* **THE PROBLEM**:
Beginning with the line that has "can be introduced." in it, transcribe the listing exactly through its final line, and add nothing.

* **DATA**:
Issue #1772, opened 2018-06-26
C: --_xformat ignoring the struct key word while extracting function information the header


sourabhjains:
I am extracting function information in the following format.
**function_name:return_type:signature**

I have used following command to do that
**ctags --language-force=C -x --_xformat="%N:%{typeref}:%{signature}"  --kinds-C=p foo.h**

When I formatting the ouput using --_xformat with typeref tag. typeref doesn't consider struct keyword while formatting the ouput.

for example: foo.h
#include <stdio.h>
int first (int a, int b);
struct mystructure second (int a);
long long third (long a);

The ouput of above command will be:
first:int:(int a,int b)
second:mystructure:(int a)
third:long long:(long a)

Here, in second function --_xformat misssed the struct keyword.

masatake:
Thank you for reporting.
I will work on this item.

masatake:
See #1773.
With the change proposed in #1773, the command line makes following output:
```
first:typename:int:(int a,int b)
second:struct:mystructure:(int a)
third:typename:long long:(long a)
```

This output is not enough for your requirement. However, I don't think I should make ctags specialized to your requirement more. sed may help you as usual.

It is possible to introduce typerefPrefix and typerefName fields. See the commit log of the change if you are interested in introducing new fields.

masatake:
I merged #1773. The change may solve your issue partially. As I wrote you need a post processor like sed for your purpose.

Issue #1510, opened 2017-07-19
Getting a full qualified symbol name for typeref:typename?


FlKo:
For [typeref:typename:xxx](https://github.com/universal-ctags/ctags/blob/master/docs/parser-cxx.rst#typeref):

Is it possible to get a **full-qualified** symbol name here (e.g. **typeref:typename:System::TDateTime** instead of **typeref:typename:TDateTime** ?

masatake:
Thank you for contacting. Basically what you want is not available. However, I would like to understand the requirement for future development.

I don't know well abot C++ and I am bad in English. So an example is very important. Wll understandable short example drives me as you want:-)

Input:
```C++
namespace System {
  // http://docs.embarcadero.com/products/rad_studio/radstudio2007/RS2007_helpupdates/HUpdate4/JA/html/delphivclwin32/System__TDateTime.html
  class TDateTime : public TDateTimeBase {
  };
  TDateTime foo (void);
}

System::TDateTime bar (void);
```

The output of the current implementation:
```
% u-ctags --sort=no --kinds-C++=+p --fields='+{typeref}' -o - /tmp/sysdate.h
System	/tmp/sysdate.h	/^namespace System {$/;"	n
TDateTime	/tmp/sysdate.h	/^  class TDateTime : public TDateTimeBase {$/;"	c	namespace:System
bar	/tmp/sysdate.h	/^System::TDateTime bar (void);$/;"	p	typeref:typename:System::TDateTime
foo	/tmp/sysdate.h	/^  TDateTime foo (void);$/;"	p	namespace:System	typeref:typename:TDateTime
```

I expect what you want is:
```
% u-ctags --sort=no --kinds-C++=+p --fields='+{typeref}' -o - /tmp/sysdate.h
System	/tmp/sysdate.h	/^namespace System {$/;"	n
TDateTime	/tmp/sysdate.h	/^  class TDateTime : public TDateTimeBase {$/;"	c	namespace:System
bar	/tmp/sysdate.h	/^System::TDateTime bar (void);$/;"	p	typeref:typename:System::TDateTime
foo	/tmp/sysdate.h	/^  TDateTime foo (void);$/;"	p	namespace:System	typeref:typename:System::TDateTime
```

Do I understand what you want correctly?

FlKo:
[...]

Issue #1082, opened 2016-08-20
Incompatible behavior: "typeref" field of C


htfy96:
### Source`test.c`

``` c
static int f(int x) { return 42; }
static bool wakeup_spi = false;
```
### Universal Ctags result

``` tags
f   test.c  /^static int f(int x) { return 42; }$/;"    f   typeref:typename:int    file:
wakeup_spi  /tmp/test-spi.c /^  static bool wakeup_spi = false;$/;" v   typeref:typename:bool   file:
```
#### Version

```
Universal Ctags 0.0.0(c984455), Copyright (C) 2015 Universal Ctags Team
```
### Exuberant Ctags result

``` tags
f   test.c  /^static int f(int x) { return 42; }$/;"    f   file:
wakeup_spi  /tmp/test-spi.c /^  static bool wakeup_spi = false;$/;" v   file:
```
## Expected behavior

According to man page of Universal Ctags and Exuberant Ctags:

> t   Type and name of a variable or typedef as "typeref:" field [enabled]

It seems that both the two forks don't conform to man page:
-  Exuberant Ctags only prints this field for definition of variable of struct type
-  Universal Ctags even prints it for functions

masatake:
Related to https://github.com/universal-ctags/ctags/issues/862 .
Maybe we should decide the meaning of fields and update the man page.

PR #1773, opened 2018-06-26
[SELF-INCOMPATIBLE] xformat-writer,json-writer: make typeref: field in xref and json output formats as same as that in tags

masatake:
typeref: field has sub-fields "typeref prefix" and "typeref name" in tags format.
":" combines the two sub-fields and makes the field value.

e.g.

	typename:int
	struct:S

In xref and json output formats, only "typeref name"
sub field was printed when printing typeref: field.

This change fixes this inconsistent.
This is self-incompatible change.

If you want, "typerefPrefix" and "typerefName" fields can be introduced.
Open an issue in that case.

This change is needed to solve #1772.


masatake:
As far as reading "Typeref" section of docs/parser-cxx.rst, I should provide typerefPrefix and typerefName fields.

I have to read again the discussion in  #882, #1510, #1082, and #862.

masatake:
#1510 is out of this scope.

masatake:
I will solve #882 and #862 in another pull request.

* **RESULT OF THIS EXERCISE**:
If you want, "typerefPrefix" and "typerefName" fields can be introduced.
Open an issue in that case.

This change is needed to solve #1772.


masatake:
As far as reading "Typeref" section of docs/parser-cxx.rst, I should provide typerefPrefix and typerefName fields.

I have to read again the discussion in  #882, #1510, #1082, and #862.

masatake:
#1510 is out of this scope.

masatake:
I will solve #882 and #862 in another pull request.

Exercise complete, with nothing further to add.